One of the nice things about ClassEventMgr and ClassInterest, is the
way any process can express interests on behalf of the event manager,
via the /addclient method, instead of requiring the event manager to
express its own interests (whenever it gets around to it). This way
you are guaranteed not to lose any events. With this technique, the
"null blockinputqueue { ... unblockinputqueue ... } fork" cliche is no
longer necessary (it doesn't really keep you from losing events,
anyway...). The /NewObject method of ClassEventMgr forks a process and
returns it to you as the EventMgr instance. That process enters an
infinite awaitevent loop, and executes all its callbacks via
executable matches in the interests.  It starts out with a
DoItInterest that you can use to force it to do anything you want.
But you don't even need that much of its cooperation to set it up with
some more interests: while you still have the input queue blocked from
the triggering event, you could send /new to ClassEventMgr to fork off
a new tracker process, then express some interests on its behalf (i.e.
activate some instances of ClassInterest), by sending /addclients to
the event manager with an array of ClassInterest instances as args.
Since the interests are expressed on behalf of the tracking process,
while the input queue is still blocked, before the tracker process
even gets a chance to run, you never lose any events!
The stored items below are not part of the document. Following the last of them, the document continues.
PR #2248, opened 2026-05-24
add task solution

chlodav:
https://chlodav.github.io/react_todo-app-add-and-delete/

### DIFF
--- a/src/App.tsx
+++ b/src/App.tsx
@@ -1,454 +1,566 @@
 /* eslint-disable jsx-a11y/control-has-associated-label */
-/* eslint-disable jsx-a11y/label-has-associated-control */
-import React, { useState, useEffect, useRef, useCallback } from 'react';
-import { flushSync } from 'react-dom';
+import React, { useEffect, useMemo, useRef, useState } from 'react';
 import classNames from 'classnames';
-import { Todo } from './types/Todo';
-import { getTodos, addTodo, deleteTodo } from './api/todos';
+import { TransitionGroup, CSSTransition } from 'react-transition-group';
+import { Header } from './components/Header';
+import { TodoItem } from './components/TodoItem';
+import { Footer } from './components/Footer';
+import { Todo, FilterType } from './types/Todo';
+import { ErrorMessage } from './enums/ErrorMessage';
+import { UserWarning } from './UserWarning';
 
-type FilterType = 'all' | 'active' | 'completed';
-type User = {
-  id: number;
-  email: string;
-};
+const USER_ID = 1853;
+const API_URL = 'https://mate.academy/students-api/todos';
+const NATIVE_SET_TIMEOUT =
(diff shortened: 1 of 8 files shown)


brespect (changes requested):
Your DEMO LIN is broken. Also, you need to separate your App into smaller components:
Image

src/App.tsx
2pasha, line 1: separate your App to components (header, footer, todo, etc)

src/App.tsx
```diff
@@ -1,26 +1,454 @@
...
+  useEffect(() => {
+    if (!user) {
+      loginInputRef.current?.focus();
+
+      return;
+    }
+
+    getTodos(user.id)
+      .then(setTodos)
+      .catch(() => showError('Unable to load todos'));
```
2pasha: it's better to move all your error messages to `enum`

src/App.tsx
```diff
@@ -1,26 +1,454 @@
...
+              onChange={e => setNewTodoTitle(e.target.value)}
+              onKeyDown={e => {
+                if (e.key === 'Enter') {
+                  const trimmedTitle = e.currentTarget.value.trim();
+
+                  if (trimmedTitle) {
+                    beginAddTodo(trimmedTitle);
+                  }
+                }
+              }}
```
2pasha: move to separate fn

src/App.tsx
```diff
@@ -1,26 +1,454 @@
...
+                className={classNames('filter__link', {
+                  selected: filter === 'completed',
+                })}
+                onClick={e => {
+                  e.preventDefault();
+                  setFilter('completed');
+                }}
+              >
+                Completed
+              </a>
```
2pasha: you may add all your filter values in kind of array and map through it to avoid code duplication

src/App.tsx
```diff
@@ -1,26 +1,454 @@
...
+          data-cy="HideErrorButton"
+          type="button"
+          className="delete"
+          onClick={() => {
+            if (errorTimerRef.current) {
+              clearTimeout(errorTimerRef.current);
+            }
+
+            setErrorMessage('');
+          }}
```
2pasha: move to separate fn

src/App.tsx
```diff
@@ -1,26 +1,454 @@
...
+              <a
+                href="#/completed"
+                data-cy="FilterLinkCompleted"
+                className={classNames('filter__link', {
+                  selected: filter === 'completed',
+                })}
+                onClick={e => {
+                  e.preventDefault();
+                  setFilter('completed');
+                }}
```
2pasha: move to separate fn

2pasha (changes requested):
you don't need to implement login logic, your app should just look like [this](https://mate-academy.github.io/react_todo-app-with-api/)

right now, even if i logged in App doesn't work

Image

vadiimvooo (approved):
Well done

PR #2249, opened 2026-05-24
Solution

Palfinger2002:
[DEMO LINK](https://Palfinger2002.github.io/react_todo-app-add-and-delete/)


Evgeniy45 (approved):
Good job! But in file App it`s better to name functions like handleAddTodo or handleRemoveTodo. Think about it
Many thanks)

src/App.tsx
```diff
@@ -1,26 +1,138 @@
...
+        setErrorMessage(Errors.UnableToLoad);
+        setTimeout(() => setErrorMessage(null), 3000);
+      });
+  }, []);
+
   if (!USER_ID) {
     return <UserWarning />;
   }
 
+  const visibleTodos = todos?.filter(todo => {
```
dothearts, line 79: You can move it as pure function in separate file (helpers.ts for example)

src/App.tsx
```diff
@@ -1,26 +1,138 @@
...
+    }
+  });
+
+  const countActiveTodos = todos?.filter(
+    todo => todo.completed === false,
+  ).length;
+
+  const countCompletedTodos = todos?.filter(
+    todo => todo.completed === true,
+  ).length;
```
dothearts, line 98: this also can be helper funct (not critical)

dothearts (approved):

PR #2255, opened 2026-05-28
add task solution

Ivan7457:


src/App.tsx
```diff
@@ -1,26 +1,370 @@
...
+          });
+      }
+    });
+  };
+
+  const clearCompleted = () => {
+    const completedTodos = todos.filter(tod => tod.completed);
+
+    completedTodos.forEach(to => deleteTodo(to.id));
+  };
```
etojeDenys, line 207: you should use the 'Promise.all' here

src/App.tsx
```diff
@@ -1,26 +1,370 @@
...
+  useEffect(() => {
+    setErrorMessage(null);
+
+    postService
+      .getTodos()
+      .then(loadedTodos => {
+        setTodos(loadedTodos);
+      })
+      .catch(() => {
+        setErrorMessage('Unable to load todos');
```

etojeDenys (changes requested):
good job, but there are two things to improve

brespect (changes requested):
You need to pass your DEMO LINK to the PR description

brespect (approved):
Well done!

PR #1083, opened 2023-02-13
refactor(mlablocatev2): modernize before adding DASH support

bassosimone:
This commit modernizes the mlablocatev2 API. This mainly means
preferring using pointers for structures in most cases. It also
entails avoiding to group variables and constants declarations
because this leads to more readable documentation.

In addition, make sure we use the mocks package rather than
rolling out private mocks. While there, also remove the example
because we do not have examples in most packages and, while it
may be nice to always have examples, history so far has thaught
us that we don't have capacity to write enough examples.

Part of https://github.com/ooni/probe/issues/2398


internal/mlablocatev2/mlablocatev2_test.go
```diff
@@ -150,35 +160,43 @@ func TestEmptyResponse(t *testing.T) {
...
+	client := NewClient(http.DefaultClient, model.DiscardLogger, "miniooni/0.1.0-dev")
 	client.HTTPClient = &http.Client{
-		Transport: FakeTransport{
-			Resp: &http.Response{
-				StatusCode: 404,
-				Body:       FakeBody{Err: io.EOF},
+		Transport: &mocks.HTTPTransport{
+			MockRoundTrip: func(req *http.Request) (*http.Response, error) {
+				resp := &http.Response{
+					StatusCode: 400,
```
bassosimone, line 168:
```suggestion
					StatusCode: 404,
```

PR #1113, opened 2023-02-28
poc: run integration tests using gvisor

bassosimone:
This diff introduces a new package called `internal/netem`. This package allows you to create clients and servers using gvisor-based user-space network stacks. You can attach each stack to a NIC and you can link together NICs using links. Each link has specific delay characteristics allowing one to emulate faster or slower links (do not expect realistic emulation, all that matters is that we can turn a knob and get one order of magnitude worst performance). It's also possible to emulate a backbone that ties all the links together. It's also possible to attach DPI rules to the servers (which is not what one would do in the real world but allows us to keep much less DPI state). The `./internal/cmd/netemu` command showcases how to use the new code that I am introducing in this PoC.

## Checklist

## Description


ainghazal:
I know you're trying to keep everything in go-land, and I understand the need to have all tests able to run via github actions, _but_...

I suspect this also opens the door to be able to connect the simulated DPI engine with _real_ servers running in a vm. If I'm not wrong, we could leverage something like https://github.com/containers/gvisor-tap-vsock to plug servers into a more complex SDN - or even borrow some concepts from theirs.

bassosimone:
We created github.com/ooni/netem and internal/netemx, which supersede this pull request.

PR #1125, opened 2023-03-20
RiseupVPN tests improvements

cyBerta:
## Checklist

- [x] reference issue for this pull request: https://github.com/ooni/probe/issues/1928 and https://github.com/ooni/probe/issues/1842
- [x] if you changed anything related to how experiments work and you need to reflect these changes in the ooni/spec repository, please link to the related ooni/spec pull request: https://github.com/ooni/spec/pull/273

## Description

This MR  aims to improve the data quality of RiseupVPN tests by reduce the amount of false positives due to server side issues.
Major changes are:

* API failures are reported, but not necessarily a reason to stop the test early
* invalid CA's are indicated but not considered a failure and the tests will continue without TLS verification
* a blocked API will be indicated as well, but tried to be circumvented with a Tor+Snowflake tunnel.
* the API is only considered blocked if the main configuration end point is unreachable, RiseupVPN has multiple ways to get around other other API blockages or server side misbehavior (targets https://github.com/ooni/probe/issues/1842#issuecomment-952783818)
* overloaded gateways are not tested anymore
* only a subset of gateways are tested

### DIFF
--- a/internal/experiment/riseupvpn/riseupvpn.go
+++ b/internal/experiment/riseupvpn/riseupvpn.go
@@ -6,13 +6,11 @@ package riseupvpn
 import (
 	"context"
 	"encoding/json"
-	"errors"
 	"time"
 
 	"github.com/ooni/probe-cli/v3/internal/experiment/urlgetter"
 	"github.com/ooni/probe-cli/v3/internal/model"
 	"github.com/ooni/probe-cli/v3/internal/netxlite"
-	"github.com/ooni/probe-cli/v3/internal/tracex"
 )
 
 const (
@@ -24,19 +22,19 @@ const (
 	tcpConnect    = "tcpconnect://"
 )
 
-// EipService is the main JSON object of eip-service.json.
-type EipService struct {
+// EipServiceV3 is the main JSON object of eip-service.json.
+type EipServiceV3 struct {
 	Gateways []GatewayV3
 }
 
-// Capabilities is a list of transports a gateway supports
-type Capabilities struct {
+// CapabilitiesV3 is a list of transports a gateway supports
+type CapabilitiesV3 struct {
 	Transport []TransportV3
 }
 
 // GatewayV3 describes a gateway.
 type GatewayV3 struct {
-	Capabilities Capabilities
+	Capabilities CapabilitiesV3
 	Host         string
 	IPAddress    string `json:"ip_address"`
 	Location     string `json:"location"`
@@ -48,13 +46,6 @@ type TransportV3 struct {
 	Protocols []string
 	Ports     []string
 	Options   map[string]string
-}
-
-// GatewayConnection describes the connection to a riseupvpn gateway.
-type GatewayConnection struct {
-	IP            string `json:"ip"`
-	Port          int    `json:"port"`
-	TransportType string `json:"transport_type"`
 }
 
 // GatewayLoad describes the load of a single Gateway.
@@ -83,21 +74,15 @@ type Config struct {
 // TestKeys contains riseupvpn test keys.
 type TestKeys struct {
 	urlgetter.TestKeys
-	APIFailure      []string            `json:"api_failure"`
-	APIStatus       string              `json:"api_status"`
-	CACertStatus    bool                `json:"ca_cert_status"`
-	FailingGateways []GatewayConnection `json:"failing_gateways"`
-	TransportStatus map[string]string   `json:"transport_status"`
+	APIFailure   []string `json:"api_failure"`
+	CACertStatus bool     `json:"ca_cert_status"`
 }
 
 // NewTestKeys creates new riseupvpn TestKeys.
 func NewTestKeys() *TestKeys {
 	return &TestKeys{
-		APIFailure:      nil,
-		APIStatus:       "ok",
-		CACertStatus:    true,
-		FailingGateways: nil,
-		TransportStatus: nil,
+		APIFailure:   nil,
+		CACertStatus: true,
 	}
 }
 
@@ -109,11 +94,6 @@ func (tk *TestKeys) UpdateProviderAPITestKeys(v urlgetter.MultiOutput) {
 	tk.TCPConnect = append(tk.TCPConnect, v.TestKeys.TCPConnect...)
 	tk.TLSHandshakes = append(tk.TLSHandshakes, v.TestKeys.TLSHandshakes...)
 	if v.TestKeys.Failure != nil {
-		for _, request := range v.TestKeys.Requests {
-			if request.Request.URL == eipServiceURL && request.Failure != nil {
-				tk.APIStatus = "blocked"
-			}
-		}
 		tk.APIFailure = append(tk.APIFailure, *v.TestKeys.Failure)
 		return
 	}
@@ -125,42 +105,6 @@ func (tk *TestKeys) UpdateProviderAPITestKeys(v urlgetter.MultiOutput) {
 func (tk *TestKeys) AddGatewayConnectTestKeys(v urlgetter.MultiOutput, transportType string) {
 	tk.NetworkEvents = append(tk.NetworkEvents, v.TestKeys.NetworkEvents...)
 	tk.TCPConnect = append(tk.TCPConnect, v.TestKeys.TCPConnect...)
-	for _, tcpConnect := range v.TestKeys.TCPConnect {
-		if !tcpConnect.Status.Success {
-			gatewayConnection := newGatewayConnection(tcpConnect, transportType)
-			tk.FailingGateways = append(tk.FailingGateways, *gatewayConnection)
-		}
-	}
-}
-
-func (tk *TestKeys) updateTransportStatus(openvpnGatewayCount, obfs4GatewayCount int) {
-	failingOpenvpnGateways, failingObfs4Gateways := 0, 0
-	for _, gw := range tk.FailingGateways {
-		if gw.TransportType == "openvpn" {
-			failingOpenvpnGateways++
-		} else if gw.TransportType == "obfs4" {
-			failingObfs4Gateways++
-		}
-	}
-	if failingOpenvpnGateways < openvpnGatewayCount {
-		tk.TransportStatus["openvpn"] = "ok"
-	} else {
-		tk.TransportStatus["openvpn"] = "blocked"
-	}
-	if failingObfs4Gateways < obfs4GatewayCount {
-		tk.TransportStatus["obfs4"] = "ok"
-	} else {
-		tk.TransportStatus["obfs4"] = "blocked"
-	}
-}
-
-func newGatewayConnection(
-	tcpConnect tracex.TCPConnectEntry, transportType string) *GatewayConnection {
-	return &GatewayConnection{
-		IP:            tcpConnect.IP,
-		Port:          tcpConnect.Port,
-		TransportType: transportType,
-	}
 }
 
 // AddCACertFetchTestKeys adds generic urlgetter.Get() testKeys to riseupvpn specific test keys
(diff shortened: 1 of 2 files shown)


cyBerta:
Hm... the coverage CI action wasn't failing before, when I played with the code on my personal github repo and filed a MR to myself.

From the above failing report - RiseupVPN's coverage:  
`github.com/ooni/probe-cli/v3/internal/experiment/riseupvpn	0.684s	coverage: 99.4% of statements`

cyBerta:
Hi @bassosimone @hellais, is there anything I could help with to support the review process?

cyBerta:
@bassosimone I've rebased the MR to that latest master branch. I'm sure you know that: to test the MR, you'll need to build mini-ooni. proble-cli tests will fail without an redirection in go.mod or until the changes landed on master. We would love to see this MR getting in soon, it will help us a lot with improving measurements for LEAP VPN / RiseupVPN.

bassosimone:
@cyBerta I will take care of doing a review of this MR! Thank you for updating riseupvpn!

bassosimone:
Thank you for your patience @cyBerta! I am currently finishing the review, running tests, and generally think about this experiment and how we can move it forward! I estimate I'll publish the review next week. 🙏

bassosimone (commented):
Thank you for improving the riseupvpn experiment! I started a detailed code review and tested the old and the new implementations side by side for a few hours. I did not finish my review because I realized that there was a more fundamental issue that we needed to discuss.

While testing I noticed that fetching eip-service.json and the geo service JSON has been very unreliable across my testing. It happened to me several times that the connection timed out when trying to connect to api.black.riseup.net. Your diff calls these APIs at lines [249](https://github.com/cyBerta/probe-cli/blob/e3561a1d8a04a2ab5c5e503e399850d14d9d56ae/internal/experiment/riseupvpn/riseupvpn.go#L249) and [255](https://github.com/cyBerta/probe-cli/blob/e3561a1d8a04a2ab5c5e503e399850d14d9d56ae/internal/experiment/riseupvpn/riseupvpn.go#L255) respectively. You process the results by calling the UpdateProviderAPITestKeys method on line [264](https://github.com/cyBerta/probe-cli/blob/e3561a1d8a04a2ab5c5e503e399850d14d9d56ae/internal/experiment/riseupvpn/riseupvpn.go#L255). This method sets the APIStatus as blocked on line [114](https://github.com/cyBerta/probe-cli/blob/e3561a1d8a04a2ab5c5e503e399850d14d9d56ae/internal/experiment/riseupvpn/riseupvpn.go#L114) if and only if the URL was that of the eip-service.json. In turn, this causes the whole measurement to be flagged as anomaly on line [493](https://github.com/cyBerta/probe-cli/blob/e3561a1d8a04a2ab5c5e503e399850d14d9d56ae/internal/experiment/riseupvpn/riseupvpn.go#L493). If I was a user and I had run and submitted those measurements, I would have believed that riseupvpn was blocked, while the underlying cause was the flaky service serving eip-service.json. If this event occurred so frequently that I could notice it, I am afraid it could have also happened for several other users. And we previously disabled riseupvpn because of too frequent false positives.

By reading the diff, I see how you did great work to try to reduce the frequency of false positives, which incidentally complicated the implementation and added extra complexity that we would need to maintain. At this point, I am convinced that we’re fighting an uphill battle and I want to instead propose a different approach that should make both my life (as the probe-cli maintainer) and your life (as the experiment maintainer) significantly easier. What’s more, my proposal would help  expedite the review and reintegration of the riseupvpn experiment into ooniprobe.

Before explaining my proposal, I would like to explain what, in my opinion, the goal of this experiment should be, both now and in the next two years. We would like to collect data useful to understand whether (1) riseupvpn endpoints are accessible and (2) the riseupvpn app could bootstrap by fetching the data it needs to do so. We are much less concerned with providing immediate feedback to users than we are about collecting data that can be useful to you folks to plan and reason about the global VPN service you provide.

For this reason, here’s what I propose to do in the short term:

1. We drop all the top-level keys from the experiment and we only keep the results generated by urlgetter. At the same time, we simplify the code that generates the summary so that it always says that there was no anomaly. This change removes the possibility that individual users would be triggered by flaky behavior of api.black.riseup.net and shifts the focus on the experiment purely on collecting data that should only be analyzed at scale (like we do for dnscheck).

2. We change the logic of the experiment such that, if any of the APIs required to bootstrap fail, we stop and submit a smaller JSON to the backend. This change removes the extra complexity that was already there and the additional one you introduced in this commit. Arguably, this would also make the experiment less complete than the one you implemented in this pull request, but I also have a plan to address that. However, this plan is not for the short term, but luckily it intersects with my other work commitments. I expand on this plan in detail below.

3. We modify the code to avoid submitting the JSON returned by the geo service, given that it includes geolocation data that it would be better not to submit. Granted, there is a mechanism in place with ooniprobe that strips the user’s IP address from the measurement. But I can see a bunch of cases where different geolocation mechanisms (the one used by OONI and the one used by riseup) may not agree because the IP address is different for some reasons and I would not like for us to increase the likelihood of a leak.

With these three changes in place, the riseupvpn experiment would be smaller and easier to maintain. So, we can add it back to ooniprobe in the experimental suite. By running it again, we can collect more data at scale that is certainly useful to you folks. At the same time, we do not need to worry anymore about false positives because now we focus on collecting data.

In the medium term, I am going to propose the following:

1. We are developing a mechanism by which the OONI backend can serve to ooniprobe a DSL describing what a specific network experiment needs to do. We are planning on using this mechanism for selected experiments (surely dnscheck and the IM nettests). I am suggesting we apply this mechanism also to riseupvpn. You can see a complete prototype of how this would work implemented in [ooni/2023-05-richer-input#12](https://github.com/ooni/2023-05-richer-input/pull/12) and documented at [probe#2502](https://github.com/ooni/probe/issues/2502). 

2. When riseupvpn is rewritten to use the DSL, the backend will periodically invoke the relevant riseupvpn APIs to fetch gateways to test. The backend will then serve to ooniprobes a DSL that contains instructions to measure the services required to bootstrap and the gateways. Because the backend generates the DSL, we have now removed the functional coupling between the first part of the riseupvpn experiment (bootstrap) and the second part (gateways). These two parts can now run independently of each other with moderate parallelism. Yay for simplicity!

3. The DSL will include a feature-flag mechanism allowing the selection of the best operation to perform depending on the probe capabilities. Once @ainghazal has landed minivpn support in ooniprobe, we will then be able to ask the ooniprobes that can do that, to perform the openvpn handshake. More generally, the DSL will decouple the definition of an experiment to the probe version out there, thus requiring fewer emergency releases.

In the long term (with all the usual caveats borrowed from J.M. Keynes), I suggest that we evaluate again the decision to score measurements locally based on the collected data. By then, incidentally, I suspect we would have migrated to a model where the OONI collector provides the data analysis and scoring for a measurement, which would further decouple releasing a new version of ooniprobe and tweaking data analysis.

What do you think?

cyBerta:
Wow, Thanks for this extensive review! I appreciate a lot the time you took for it. I can definitely change the given MR according to your short term proposals, they sound reasonable to me. Also awesome that you apparently already started to work on the midterm proposals as I understand https://github.com/ooni/probe/issues/2502. 
I haven't spent time yet to dig into the DSL approach, but will do so soon, so that I can hopefully help to maintain the shiny new solution.

bassosimone:
Thank you, @cyBerta !

cyBerta:
ok, I think I've addressed your proposals. 


>   1.  We drop all the top-level keys from the experiment and we only keep the results generated by urlgetter.

I've left 2 TestKeys that helps within the test to use tls-no-verify in case fetching the CA cert fails or the CA is expired. Next to the slow response time Riseup's API server it was a common case for false positives. Also we're using these keys in a fetch-and-parsing pipeline for prometheus, so keeping these keys would help us to change less code  at other places as well.

> At the same time, we simplify the code that generates the summary so that it always says that there was no anomaly. 

I've removed the summary keys and the tests always return false for IsAnomaly

> This change removes the possibility that individual users would be triggered by flaky behavior of api.black.riseup.net and shifts the focus on the experiment purely on collecting data that should only be analyzed at scale (like we do for dnscheck).

yey, should be the case now

>    2.  We change the logic of the experiment such that, if any of the APIs required to bootstrap fail, we stop and submit a smaller JSON to the backend. This change removes the extra complexity that was already there and the additional one you introduced in this commit. Arguably, this would also make the experiment less complete than the one you implemented in this pull request, but I also have a plan to address that. However, this plan is not for the short term, but luckily it intersects with my other work commitments. I expand on this plan in detail below.

I've changed the test so that it fails and returns early. 

>    3. We modify the code to avoid submitting the JSON returned by the geo service, given that it includes geolocation data that it would be better not to submit. Granted, there is a mechanism in place with ooniprobe that strips the user’s IP address from the measurement. But I can see a bunch of cases where different geolocation mechanisms (the one used by OONI and the one used by riseup) may not agree because the IP address is different for some reasons and I would not like for us to increase the likelihood of a leak.

while I was at it I've removed all response bodies, since they aren't interesting for us and they unnecessarily leak data

bassosimone:
I mistakenly pushed some of my comments in this branch, but I reverted it now.

bassosimone:
@cyBerta I started merging code from this PR into the master branch. The related PRs are https://github.com/ooni/probe-cli/pull/1360, https://github.com/ooni/probe-cli/pull/1363, and https://github.com/ooni/probe-cli/pull/1364.

https://github.com/ooni/probe-cli/pull/1363#issue-1938109948 in particular explains my rationale for pulling changes and what I chose not to include for the 3.19 release. It also explains how I think we can use some form of richer input, such as the DSL described above, or perhaps something simpler (and easier to implement), to decouple testing services useful to bootstrap riseupvpn and getting the endpoints we should be testing.

I think this PR should probably remain open because it contains the work about finding out which subset of the gateways to test, which I think in the future should be an algorithm that runs in the backend to find out which gateways probes should test.

If you have no objections, I'd like to go ahead and merge your changes with master, so it's more clear what has not been added into master and the algorithms about parsing the geo service results stand out more clearly.

Thank you!

internal/experiment/riseupvpn/riseupvpn.go
```diff
@@ -230,46 +188,62 @@ func (m Measurer) Run(ctx context.Context, args *model.ExperimentArgs) error {
...
+	if testkeys.APIFailure != nil {
+		// scrub reponse bodys before early returning
+		var scrubbedRequests = []model.ArchivalHTTPRequestResult{}
+		for _, requestEntry := range testkeys.Requests {
+			requestEntry.Response.Body = model.ArchivalHTTPBody{Value: "[scrubbed]"}
+			scrubbedRequests = append(scrubbedRequests, requestEntry)
+		}
+		testkeys.Requests = scrubbedRequests
+		return nil
+	}
```
bassosimone, line 220: Regarding scrubbing, I should mention here that since https://github.com/ooni/probe-cli/commit/7a6fd910df7bbfd11f9f257cbd778f686d2994ca we should be unconditionally scrubbing HTTP headers and bodies by removing anything that looks like an IP address or endpoint.

cyBerta:
> @cyBerta I started merging code from this PR into the master branch. The related PRs are #1360, #1363, and #1364.
> 
> [#1363 (comment)](https://github.com/ooni/probe-cli/pull/1363#issue-1938109948) in particular explains my rationale for pulling changes and what I chose not to include for the 3.19 release. It also explains how I think we can use some form of richer input, such as the DSL described above, or perhaps something simpler (and easier to implement), to decouple testing services useful to bootstrap riseupvpn and getting the endpoints we should be testing.
> 
> I think this PR should probably remain open because it contains the work about finding out which subset of the gateways to test, which I think in the future should be an algorithm that runs in the backend to find out which gateways probes should test.
> 
> If you have no objections, I'd like to go ahead and merge your changes with master, so it's more clear what has not been added into master and the algorithms about parsing the geo service results stand out more clearly.
> 
> Thank you!

hi @bassosimone 
Thank you so much for your thoughts, effort and work you've put into this review and the subsequent PRs! I'm curious to see how this test suite evolves. please let me know how I can support the development in any way.

PR #1128, opened 2023-03-22
fix(dslx): Remove calls to NewDefaultCertPool

kelmenhorst:
## Checklist

- [x] reference issue for this pull request: https://github.com/ooni/probe/issues/2402 

## Description
We don't want to use `NewDefaultCertPool` anymore outside of netxlite (https://github.com/ooni/probe/issues/2444).


bassosimone (changes requested):
Rather than just removing the `RootCAs` fields, could you keep them as `nil` and add before the struct you're initializing the same disclaimer we added in other places:

```Go
	// See https://github.com/ooni/probe/issues/2413 to understand
	// why we're using nil to force netxlite to use the cached
	// default Mozilla cert pool.
```

bassosimone (approved):
🐳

What you seem to be doing in the code you sent, is recursing the event
manager into another awaitevent loop, in track_state?  Hmm...  You
should be able to do the same thing, using ClassEventMgr, but do you
really need to? What if track_state just returned /track_down in the
case of a trackable canvas with a track_state of null (which as I
understand it, could happen in the user-supplied /onadjust hander,
before a call to track.) Why would you want to test the track_state
before calling track? Wouldn't it be sufficient in that case to say
that track_state was /track_down?  

In the code you sent me, when /track_state defines /$track_proc to go
"currentprocess /track_state 3 -1 roll put", I think you meant to say
/track_evt instead of /track_state.

The menu stuff is really weird, but I think I see what is going on.
You need a thread of control that gets started when the menu button
goes down, that makes a call to showmenu to pop up the menu, and
showmenu blocks until the menu pops down, returning to the caller who
can then use the results of the menu selection to do something. In
other words, the menu notifier is not enough, you want another
notifier that pops up the menu, waits around until the menu pops down
(and executes *its* notifier), then continues on, possibly doing
something based on the result of the menu selection (if one was made).

If you could have the menu button event come in through /TrackStart
just like the other buttons, could you use your tracking mechanism to
deal with menus?

Is it an essential feature of the design, that the procedure passed to
track is able to leave stuff on the stack, that's returned from track
underneath the status name on the stack?

That is, is it meant to be easy to go "[ { [ mousexy ] } track pop ]"
to create an array of [x y] mouse motion points?

Is another essential feature that the handler is one procedure,
structurally "{Down{Move}Up}", instead of three, "{Down}{Move}{Up}"?

Encourage me if I'm stating the obvious. This will help explain it to
other people.

Please give me examples of how you'd write an /onadjust handler,
especially ones that depends on recursing the event loop.